The seed phrase problem in Swiss probate
The most common failure mode in Bitcoin inheritance is not legal. It is technical. The testator held Bitcoin in self-custody, named an heir in the will, and failed to transmit the seed phrase or hardware wallet access in any usable form.
The cantonal Nachlassbehörde can open probate proceedings. It can name an executor. It can issue orders. It cannot recover a lost seed phrase. No Swiss court, no government authority, and no technology in existence can recover Bitcoin from a hardware wallet whose seed is permanently inaccessible. The Bitcoin remains on-chain, visible to anyone who knows the address, and permanently frozen.
The operational solution is what Step 4 describes: a sealed executor envelope that maps what exists and where, stored separately from the seed material itself, held by someone who will outlive the testator and knows to retrieve it.

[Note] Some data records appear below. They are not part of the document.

PR #3247, opened 2026-05-17
fix(types): add custom chat streaming tool call deltas

### LINKED ISSUE #2530: DeltaToolCall only supports `function`, missing `custom` tool type

### Describe the bug

Now that custom tools are supported, I can see that the return types have been updated to a discriminated union:
https://github.com/openai/openai-python/blob/e4ec91e776d0155752ab004432dbcd1ad8a81d98/src/openai/types/chat/chat_completion_message_tool_call.py#L12-L15

However, I noticed that in the streaming version, the delta tool chunk currently supports function calls: 
https://github.com/openai/openai-python/blob/e4ec91e776d0155752ab004432dbcd1ad8a81d98/src/openai/types/chat/chat_completion_chunk.py#L47-L56

Are streaming custom tool calls not supported yet or is this just an oversight?

### OS

macOS

### Python version

Python 3.13

### Library version

openai v1.99.3

pragnyanramtha:
## Summary
- add typed `custom` payload support to chat streaming tool-call deltas
- allow `ChoiceDeltaToolCall.type` to be `"custom"` as well as `"function"`
- cover streaming custom tool deltas so `.custom.name` and `.custom.input` parse as model attributes

Fixes #2530.

## Validation
- `uv run --with pytest --with pytest-asyncio --with respx --with inline-snapshot --with rich pytest tests/lib/chat/test_completions_streaming.py -k custom_tool_call_delta -p no:xdist -o addopts=''`
- `uv run --with pytest --with pytest-asyncio --with respx --with inline-snapshot --with rich pytest tests/lib/chat/test_completions_streaming.py -p no:xdist -o addopts=''`
- `uv run --with ruff ruff format src/openai/types/chat/chat_completion_chunk.py tests/lib/chat/test_completions_streaming.py`
- `uv run --with ruff ruff check src/openai/types/chat/chat_completion_chunk.py tests/lib/chat/test_completions_streaming.py`
- `uv run --with pyright --with pytest --with pytest-asyncio --with respx --with inline-snapshot --with rich pyright src/openai/types/chat/chat_completion_chunk.py tests/lib/chat/test_completions_streaming.py`
- `git diff --check`


moltx:
smoke

moltx (commented):
smoke

marcuswood-oai:
Thanks for adding the custom-tool delta type and regression coverage. The missing discriminator and payload fields originate in the shared streaming schema, so the correction needs to come from that source and account for fields arriving incrementally.

We’re closing this PR to keep the work together in [openai/openai-openapi#576](https://github.com/openai/openai-openapi/issues/576). Please follow that issue for the schema correction and generated SDK update; your patch and test remain useful references.

PR #3518, opened 2026-07-19
fix: strip api key on cross-origin redirects

### LINKED ISSUE #3516: Azure `api-key` header is forwarded across cross-origin redirects (httpx strips `Authorization` but not custom auth headers)
### Summary

The SDK builds its default httpx client with `follow_redirects=True` (`src/openai/_base_client.py:838`) and does not strip any headers of its own on redirect. httpx's cross-origin redirect protection removes `Authorization` (and `Cookie`) when the origin changes, but it does not remove custom headers. The Azure integration authenticates with a custom `api-key` header (`src/openai/lib/azure.py`), so on a cross-origin redirect the Azure `api-key` is forwarded to the new origin, while an `Authorization: Bearer` credential in the same position would be stripped.

This is a defense-in-depth gap rather than a leak that fires in normal operation: the Azure OpenAI data-plane returns JSON, not cross-origin redirects, so a redirect has to be introduced by a gateway/proxy in front of the endpoint or by a malicious/compromised host. But the asymmetry (a sensitive auth header that survives a cross-origin redirect where `Authorization` would not) is worth closing.

### Reproduction

Confirmed on `openai==2.46.0` with `httpx==0.28.1`.

```python
import httpx
# host A responds 302 -> a DIFFERENT origin (host B); host B records what it received.
with httpx.Client(follow_redirects=True) as c:
    c.get("http://host-a/v1/models",
          headers={"Authorization": "Bearer CANARY", "api-key": "CANARY-APIKEY"})
# host B receives:
#   Authorization : None            <- httpx stripped it (cross-origin protection)
#   api-key       : CANARY-APIKEY   <- forwarded to the other origin
```

The same holds through the real client: `AzureOpenAI(api_key=..., azure_endpoint="http://host-a")` following a cross-origin 302 delivers the `api-key` to host B.

### Why the two headers differ

httpx's redirect logic only knows the standard credential headers (`Authorization`, `Cookie`). The Azure overlay authenticates with `api-key`, which httpx does not recognize as sensitive, so it rides along on cross-origin redirects.

### Related

This is the redirect-path sibling of the unconditional Azure credential issue fixed in openai/openai-go#698 (first-party bearer sent to the Azure host). That one was addressed at the overlay; this one is about custom auth headers surviving a cross-origin redirect, which is a slightly different code path.

### Suggested fix

Any one of the following closes it:

1. On a cross-origin redirect, strip the SDK's own sensitive headers (e.g. `api-key`) in addition to whatever httpx already removes, mirroring httpx's `Authorization`/`Cookie` handling for custom auth headers.
2. Default the SDK's httpx client to `follow_redirects=False` (the API does not rely on redirects), or scope redirect-following to same-origin.
3. Add a regression test asserting that `api-key` is absent on a cross-origin redirect target, alongside the existing Azure auth tests.

More generally, an SDK that authenticates via a non-`Authorization` header while following redirects should treat that header as redirect-sensitive.

nightcityblade:

## Changes being requested

Fixes openai/openai-python#3516.

Strip the Azure `api-key` credential when the SDK's default HTTP clients follow a redirect to a different origin. This keeps the existing same-origin redirect behavior and covers the synchronous, asynchronous, and aiohttp-backed default clients.

The origin comparison normalizes default HTTP/HTTPS ports, and a regression test exercises both the sync and async client implementations.

## Additional context & links

Validation completed:

- `.venv/bin/pytest -q tests/test_client.py -k 'cross_origin_redirect_strips_api_key or follow_redirects'` — 6 passed.
- `.venv/bin/ruff format --check src/openai/_base_client.py tests/test_client.py` — passed.
- `.venv/bin/ruff check src/openai/_base_client.py tests/test_client.py` — passed.
- `.venv/bin/pyright --pythonpath .venv/bin/python src/openai/_base_client.py` — passed with 0 errors.
- `.venv/bin/mypy src/openai/_base_client.py` — passed with 0 issues.

### DIFF
--- a/src/openai/_base_client.py
+++ b/src/openai/_base_client.py
@@ -809,12 +809,28 @@ class BaseClient(Generic[_HttpxClientT, _DefaultStreamT]):
         return f"stainless-python-retry-{uuid.uuid4()}"
 
 
+def _strip_api_key_on_cross_origin_redirect(original: httpx.Request, redirect: httpx.Request) -> httpx.Request:
+    def origin(url: URL) -> tuple[str, str, int | None]:
+        default_port = 443 if url.scheme == "https" else 80 if url.scheme == "http" else None
+        port = url.port if url.port is not None else default_port
+        return url.scheme, url.host, port
+
+    if origin(original.url) != origin(redirect.url):
+        redirect.headers.pop("api-key", None)
+    return redirect
+
+
 class _DefaultHttpxClient(httpx.Client):
     def __init__(self, **kwargs: Any) -> None:
         kwargs.setdefault("timeout", DEFAULT_TIMEOUT)
         kwargs.setdefault("limits", DEFAULT_CONNECTION_LIMITS)
         kwargs.setdefault("follow_redirects", True)
         super().__init__(**kwargs)
+
+    @override
+    def _build_redirect_request(self, request: httpx.Request, response: httpx.Response) -> httpx.Request:
+        redirect = super()._build_redirect_request(request, response)
+        return _strip_api_key_on_cross_origin_redirect(request, redirect)
 
 
 if TYPE_CHECKING:
@@ -1390,6 +1406,11 @@ class _DefaultAsyncHttpxClient(httpx.AsyncClient):
         kwargs.setdefault("follow_redirects", True)
         super().__init__(**kwargs)
 
+    @override
+    def _build_redirect_request(self, request: httpx.Request, response: httpx.Response) -> httpx.Request:
+        redirect = super()._build_redirect_request(request, response)
+        return _strip_api_key_on_cross_origin_redirect(request, redirect)
+
 
 try:
     import httpx_aiohttp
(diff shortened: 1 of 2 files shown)


rkfshakti (approved):
Important security fix. The `origin()` comparison correctly handles the default port logic (443 for https, 80 for http), which is a common edge case that naive URL comparison gets wrong.

The approach of overriding `_build_redirect_request` in both `DefaultHttpxClient` and `DefaultAsyncHttpxClient` is the right hook point — it intercepts redirects at the transport layer before any auth headers are applied to the new request.

One observation: the `origin()` helper strips the API key from headers but not from the URL query string or body. If the API key could ever appear in those locations (e.g., `?api_key=...`), this wouldn't catch it. But looking at the codebase, the key is only passed via the `api-key` header, so this is correct for the current usage.

LGTM.

marcuswood-oai:
Thanks for contributing this protection! #3684 addressed the issue across Azure transports and shipped in v3.4.0. I verified the current implementation and ran the redirect regression tests. Closing this PR as superseded; we appreciate your work on this.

This is also why the recovery drill in Step 6 matters. An heir who has the envelope, the seed, and the hardware wallet but has never performed a restore in a low-pressure environment will struggle to do it correctly under probate time pressure for the first time.
For additional context on the security considerations around seed phrase storage and what constitutes a recoverable versus unrecoverable wallet configuration, see BIP-39 Brute Force Attack for the security implications of weak seed entropy.
Exchange accounts and custodian assets
Not all Bitcoin is in self-custody. Some Swiss Bitcoin holders keep a portion at regulated exchanges or custodians.
Bitcoin held at a Swiss-regulated custodian or licensed platform is part of the taxable estate. The cantonal authority will notify the custodian as part of standard probate proceedings. The custodian will freeze the account until inheritance is legally resolved and heirs present the required documentation.
Some platforms offer beneficiary designation forms that simplify the transfer process. Check each platform's current policy directly, as this varies by exchange and changes over time. A beneficiary designation on file at an exchange can reduce probate friction significantly compared to a standard estate claim process.
Foreign exchange accounts (Coinbase, Kraken, Binance) are also part of the Swiss estate. The AMLO-FINMA Art. 51 disclosure requirement applies to all digital asset holdings regardless of where the platform is domiciled. Heirs must report them in the Erbschaftsinventar even if the foreign exchange has no presence in Switzerland.
Summary checklist
A working Bitcoin estate plan for a Swiss resident has these components in place:
- A current Bitcoin inventory (addresses, devices, exchange accounts, ESTV Kursliste CHF values)
- A chosen and documented seed backup scheme (BIP-39 or SLIP-39 Shamir)
- For larger holdings, a 2-of-3 multisig with the wallet descriptor stored in the executor envelope
- A sealed executor envelope with access instructions but no seed material
- An Erbvertrag notarially certified under ZGB Art. 512 with a Bitcoin custody clause
- A tested recovery drill completed with the heir who will execute access
- An annual review calendar entry to keep all of the above current
Each item on its own is necessary but not sufficient. The legal document without the technical access instructions leaves the heir with rights but no access. The technical access instructions without the legal framework leave the heir with access but no rights. Both tracks must be complete.
This is education, not legal or tax advice. Bitcoin estate planning combines Swiss inheritance law, custody mechanics, and AML disclosure rules. Consult a licensed Swiss Notar and Steuerberater before signing an Erbvertrag.